The reducing capacity of a compound may serve as a significant indicator of its potential antioxidant activity. However, the activity of antioxidants has been attributed to various mechanisms such as prevention of chain initiation, decomposition of peroxides, reducing capacity and radical scavenging . As shown in figure 9, the reducing power of the fruit extracts were compared with standard ascorbic acid and it was found that reducing capacity of the fruit extracts were although not better than standard, yet showed considerable activity with E. officinalis as the best among the three studied extracts.
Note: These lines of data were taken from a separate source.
PR #1063, opened 2026-07-20
feat: Previous and next chapter buttons

lexaproblem:
## Pull Request Description

Added previous and next chapter buttons in the video player. This has not been added to tv_player_controls.dart, but I will (probably) add this in another PR.

## Issue Being Fixed

None, besides my mild annoyance

## Screenshots / Recordings

image

## Tested On

- [ ] Android
- [ ] Android TV
- [ ] iOS
- [ ] Linux
- [x] Windows
- [ ] macOS
- [x] Web

## Checklist

### DIFF
--- a/lib/screens/video_player/video_player_controls.dart
+++ b/lib/screens/video_player/video_player_controls.dart
@@ -11,6 +11,7 @@ import 'package:iconsax_plus/iconsax_plus.dart';
 import 'package:screen_brightness/screen_brightness.dart';
 
 import 'package:fladder/models/item_base_model.dart';
+import 'package:fladder/models/items/chapters_model.dart';
 import 'package:fladder/models/items/media_segments_model.dart';
 import 'package:fladder/models/items/media_streams_model.dart';
 import 'package:fladder/models/media_playback_model.dart';
@@ -428,6 +429,7 @@ class _DesktopControlsState extends ConsumerState<DesktopControls> {
                     ),
                   ),
                   previousButton,
+                  previousChapterButton(ref),
                   seekBackwardButton(ref),
                   IconButton.filledTonal(
                     iconSize: 38,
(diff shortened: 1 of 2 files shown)


lib/screens/video_player/video_player_controls.dart
```diff
@@ -685,6 +688,66 @@ class _DesktopControlsState extends ConsumerState<DesktopControls> {
...
+        icon: const Icon(IconsaxPlusLinear.arrow_left_3),
+      );
+    });
+  }
+
+  void _previousChapter(WidgetRef ref) {
+    final chapters = ref.read(playBackModel.select((value) => value?.chapters)) ?? [];
+    if (chapters.isEmpty) return;
+    final position = ref.read(mediaPlaybackProvider).position;
+    final threshold = const Duration(milliseconds: 3000);
```
PartyDonut, line 721: There is a extension in `chapters_model.dart` lets move the next/previous lookups in there and only pass the required paramaters to fetch previous/next chapters.

That way we can re-use it when needed.

lib/screens/video_player/video_player_controls.dart
```diff
@@ -685,6 +688,66 @@ class _DesktopControlsState extends ConsumerState<DesktopControls> {
...
+        break;
+      }
+    }
+    if (next != null) {
+      ref.read(videoPlayerProvider).seek(next.startPosition);
+    } else {
+      // fallback: load next video
+      final nextVideo = ref.read(playBackModel.select((value) => value?.nextVideo));
+      if (nextVideo != null) ref.read(playbackModelHelper).loadNewVideo(nextVideo);
+    }
```
PartyDonut, line 747: I'm not sure about loading the next video. Would it not be better to disable the next chapter button if there is no next chapter?

PartyDonut (changes requested):
Functionality looks good, have some small requests.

The results indicate that the fruit extracts contain significant amount of flavonoids and phenolic content, in the order T. belerica > E. officinalis > T. chebula and E. officinalis > T. belerica > T. chebula for the flavonoid and phenolic contents, respectively. Both of these compounds have good antioxidant potential and their effects on human nutrition and health are considerable. The mechanism of action of flavonoids is through scavenging or chelating process . Phenolic contents are also very important plant constituents because of their scavenging ability due to their hydroxyl groups . Moreover, ascorbic acid acting as a chain breaking antioxidant impairs with the formation of free radicals in the process of formation of intracellular substances throughout the body, including collagen, bone matrix and tooth dentine . From the results, the trend for the ascorbic acid content was found to be E. officinalis > T. chebula > T. belerica.
We also observed that treating mice with total extracts of medicinal plants increased the activity of all antioxidant enzymes examined, including SOD, CAT, GST and GSH. These enzymes are modulated in various diseases by free radical attack, thus maintaining the balance between the rates of radical generation and scavenging. It is of particular interest to note that SOD catalyzes the breakdown of O2
. to O2 and H2O2, and thus prevents the formation of OH., and thereby, has been implicated as an essential defense against the potential oxygen toxicity. SOD catalyzes the breakdown of endogenous cytotoxic superoxide radicals to H2O2 which is further degraded by CAT. Thus, they play a crucial role in maintaining the physiological levels of O2 and H2O2. GSH, in conjunction with GST, has a basic role in cellular defense against deleterious free radicals and other oxidant species . GST catalyzes the conjugation of thiol group of glutathione to electrophilic substrates, and thereby detoxifies endogenous compounds such as peroxidized lipids . The present study supports the antioxidant potency of the fruit extract as evidenced by the increased level of these antioxidant systems in extract treated mice.